Des Quatorze Juillet
Le
13 Juillet 1948, mon père, emprisonné pour intelligence, me jucha
sur ses épaules muni d'un véritable candélabre fabriqué à partir
de manches à balai, où se bal ançaient une demi-douzaine de
lampions côtelés : c'était le plus grand, le plus haut
luminaire de la marche aux flambeaux. Dans mes mains de trois ans, je
portais à bout de bras la lumière de la France. La dernière fois,
en 57, je fus le porte-drapeau, le plus grand de l'école ayant
quitté l'école pour cause de Cinquième. Sur la photo, je fais une
gueule pas possible. Je suis ridicule en effet. Ridicule de faire la
gueule. Hier soir,de retour du Restaurant Chinois (La Baie du
Dragon), j'entendais depuis mon bureau les explosions et sifflements
du feu d'artifice.
Rituellement
sorti dans le couloir du jardin, je n'entrevis que les vagues lueurs
célestes de chaque fois, au-delà,des arbres. Je suis revenu à mon
travail, ou à mon devoir de communiquer : Facebook sans doute,
ou quelque approche humaine de ce genre. Sur l'écran la populace est
purifiée : sans odeur ni reniflements ni gosses qui gueulent.
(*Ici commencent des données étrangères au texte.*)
PR #8459, opened 2024-04-25
fix: Wrong time comparison

marc2332:
Closes https://github.com/iotaledger/firefly/issues/8458

### DIFF
--- a/packages/shared/lib/core/wallet/utils/transactions/getSenderAddressFromInputs.ts
+++ b/packages/shared/lib/core/wallet/utils/transactions/getSenderAddressFromInputs.ts
@@ -8,28 +8,24 @@ import {
     UnlockConditionType,
     AccountAddress,
 } from '@iota/sdk/out/types'
-import { getUnixTimestampFromNodeInfoAndSlotIndex, nodeInfoProtocolParameters } from '@core/network'
-import { get } from 'svelte/store'
 
 export function getSenderAddressFromInputs(inputs: IWrappedOutput[]): string | undefined {
     for (const input of inputs) {
         const { output, metadata } = input
         const unlockConditions = (output as CommonOutput)?.unlockConditions
 
-        const nodeParamenters = get(nodeInfoProtocolParameters)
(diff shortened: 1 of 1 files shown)


cpl121 (approved):

packages/shared/lib/core/wallet/utils/transactions/getSenderAddressFromInputs.ts
```diff
@@ -8,28 +8,24 @@ import {
...
-                const expirationUnlockCondition = unlockConditions.find(
-                    (unlockCondition) =>
-                        unlockCondition.type === UnlockConditionType.Expiration &&
-                        (unlockCondition as ExpirationUnlockCondition).slot < spentDate
-                ) as ExpirationUnlockCondition
-
-                if (expirationUnlockCondition) {
-                    return AddressConverter.addressToBech32(expirationUnlockCondition.returnAddress)
-                }
+        const spentSlot = metadata?.spent?.slot
```
begonaalvarezd, line 17: idk if we can rely on the spent slot to determine who signed an output at a given tx, if the block failed an output could be tried to be sent in multiple blocks and only succeed in 1 and the `metadata?.spent?.slot` would be the same for all, but they the same input potentially could be signed by different people at different times. In order to be accurate here, you need the slot of the transaction imo, not the slot of then the input was spent

packages/shared/lib/core/wallet/utils/transactions/getSenderAddressFromInputs.ts
```diff
@@ -8,28 +8,24 @@ import {
...
+
+        if (spentSlot) {
+            // A transaction with an expiration unlock condition is included if the transaction expired
+            const expirationUnlockCondition = unlockConditions.find(
```
begonaalvarezd, line 21: I would rename this to `expiredExpirationUnlockCondition` so its easier to understand

begonaalvarezd (changes requested):

begonaalvarezd (approved):

PR #8668, opened 2025-04-25
chore: updated windows code signing

shufps:
Uses external code signing server using FIPS compliant secure hardware


begonaalvarezd (approved):

marc2332 (approved):
lgtm

PR #375, opened 2019-06-20
[risk=no] [DB-679] Add physical measurements results when no results in other domains

SrushtiGangireddy:
1. When no results in other domain and physical measurements has relevant results display the link.


mhigbyflowers (approved):
👍 thanks

PR #376, opened 2019-06-20
[risk=no] [DB-674] 2 letter concept code match bug

SrushtiGangireddy:
1. Concept code match does not work on two letter search term


mhigbyflowers (approved):
👍 Looks good

PR #381, opened 2019-06-25
[risk=no] [DB-682] fix the second level survey sub question's did not answer count

SrushtiGangireddy:
1. Use the count of answer from which the second level sub question branched to calculate did not answer count instead of count of question.


mhigbyflowers (approved):
👍

PR #384, opened 2019-06-25
[risk=no] [DB-587] Update how sub question count % is calculated

SrushtiGangireddy:
1. Update the calculation to be: (# participants who selected that sub-answer / # of participants who answered *that su‌‌‌‌‌bquestion*).


mhigbyflowers (approved):
Looks good. Thanks

PR #388, opened 2019-06-25
[rsik=no] cdr version update in stable and staging

SrushtiGangireddy:
1. Updating cdr version in stable and staging


mhigbyflowers (approved):
👍

PR #392, opened 2019-07-03
[DB-688] [risk=no] Put measurement data in proper bins

SrushtiGangireddy:
1. Mix and match a little to make measurement bins more readable.


mhigbyflowers (approved):
Looks good 👍

PR #394, opened 2019-07-05
[risk=no] [DB-649] bold the answer to know which survey sub question is opened up

SrushtiGangireddy:
1. Bold the survey answer clicked / expanded that shows the next level survey question for user-readability.


mhigbyflowers (approved):
looks good 👍

PR #396, opened 2019-07-15
[risk=no] [DB-720] Bucket more than one selected race / ethnicity

SrushtiGangireddy:
1. Bucket more than one selected race / ethnicity into different bucket.
2. Do not count multiple answers in rest of teh r / e buckets.


mhigbyflowers (approved):
👍

PR #402, opened 2019-07-23
[risk=low] [DB-728] Do not display range for no unit measurement values

SrushtiGangireddy:
1. Measurement values in no-unit displays range like the range, which does not make sense.
2. Code change to accommodate better view.


mhigbyflowers (approved):
👍 thanks

PR #404, opened 2019-07-25
[risk=no[ [DB-748] fixing duplication in survey charts

SrushtiGangireddy:
1. Remove duplicate biological sex and age bars in charts that came from the other path of same sub question.


mhigbyflowers (approved):
👍  looks good

PR #407, opened 2019-08-07
[DB-684] show percentage, count buttons for only gender and age charts

SrushtiGangireddy:
1. Fix the buttons to show up only for gender and age charts.


mhigbyflowers (approved):
👍 thanks

PR #409, opened 2019-08-08
[DB-774] do not modify search keyword if it has quotes in there

SrushtiGangireddy:
1. Search seems to be broken when search keyword has double quotes around it.


mhigbyflowers (approved):
👍

PR #500, opened 2019-12-06
[risk=no] [DB-876] Weird body weight values

SrushtiGangireddy:
map source to standard unit concepts and do not use source units anymore


mhigbyflowers (approved):
👍

PR #508, opened 2019-12-16
[risk=no] [DB-881] fixing bug in manual question map

SrushtiGangireddy:
1. Fixing bug in manual survey question map to fix double display issue of one question.


mhigbyflowers (approved):
👍

PR #510, opened 2019-12-17
Matching Alpha Header[db-869][risk=no] 

mhigbyflowers:
matching the alpha header for the research hub.
• created an environment variable called isAlpha that when true, the "Apply" and "Research Login" button will populate


public-ui/src/environments/test-env-base.ts
```diff
@@ -5,6 +5,6 @@ export const testEnvironmentBase = {
   publicApiUrl: 'https://api-dot-aou-db-test.appspot.com',
   workbenchUrl: 'https://all-of-us-workbench-test.appspot.com',
   researchAllOfUsUrl: 'https://staging.researchallofus.org',
-  isAlpha: true,
+  isAlpha: false,
```
mhigbyflowers, line 8: We will set this to true when for the Alpha launch

SrushtiGangireddy (approved):
Looks good thanks

PR #523, opened 2019-12-24
[risk=no] [DB-885] let sources graph take full space in drugs / measurements 

SrushtiGangireddy:
let sources graph take full space in drugs / measurements as no sources tree yet


mhigbyflowers (approved):
👍  looks good. 
I took out some unneeded template stuff

PR #524, opened 2019-12-24
[risk=no] [DB-886] Update <= 20 on y axis

SrushtiGangireddy:
1. Replace <= 20 on y axis when any of the bars has value > 20. Start y axis from 0 instead.


SrushtiGangireddy:
image

SrushtiGangireddy:
image

mhigbyflowers (approved):
looks good, ... lets circle back with Helen because I don't think we are supposed to show zeros

PR #525, opened 2019-12-24
[risk=no] [DB-715] Check and adjust text contrast ratio

SrushtiGangireddy:
1.Adjusting colors and font-size of text to be complaint with text contrast ratio


mhigbyflowers (commented):
Looks good to me, but let's hold off and circle back with Helen

PR #530, opened 2019-12-30
[risk=no] [DB-887] Weird no-unit values in measurement graphs

SrushtiGangireddy:
1. Unit source value is sometimes '' which we consider as no-unit so add this check to condition.


mhigbyflowers (approved):
looks good, thanks

PR #534, opened 2020-01-02
[risk=no] changing style of drug aka text

SrushtiGangireddy:
1. Making see more button more prominent and style change for it to not seem to be for aka-text.


mhigbyflowers (approved):
looks good 👍 thanks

Tout seul avec ma compagnie de cristaux liquides, alors que l'écran
est solide. Car les articles permettent de répondre aux questions
techniques, mais pas aux plus simples en quoi est fabriquée cette
chose qui s'illumine et contre laquelle mon ongle fait tac tac
tac ? Puis vers minuit,
Monsieur le Commissaire, malgré les sollicitations d'Arielle rivée
à celui de la télévision, je me suis doucement brossé les dents
pour couler dans mon livre : les premières pages de Jérusale,
une biographie par Montefiori,
cadeau de Julia.
Ma
nuit fut percée de clameurs étouffées et stridentes, notes
supérieures et féminines du « Trouvère » de Verdi.
C'étaient en effet les « Chorégies d'Orange »,
merveilleusement représentées
sous l'égide de Jacques Bompard, n'en déplaise aux Grands
Remplacistes. Le spectacle se tient en direct. L'opéra m'attire peu.
Les voix me semblent outrées, les intrigues rudimentaires, les
livrets sots. Lorsque je fus
rejoint par mon épouse que le spectacle avait surexcitée, qui
voulait pouvoir dormir jusqu'à neuf heures (il en était presque 3),
je répondis que j'aurais voulu, moi, dormir maintenant.
Peu
élégant pour un 51e
anniversaire de mariage. Nous n'avions fêté ni le premier (noces de
coton) ni le deuxième, ni aucun (ou presque) de ceux qui avaient
suivi. Le 20e
fut l'occasion d'une gigantesque engueulade avec la tante Raymonde
qui, soudain ressurgie de son passé cimetiéresque, entendait
régenter à rebours tout ce qui avait été nos vies, engueulant
Arielle de ne jamais participer à la cuisine alors qu'elle était en
plein épluchage. Nous nous sommes arrachés dans les éclats de voix.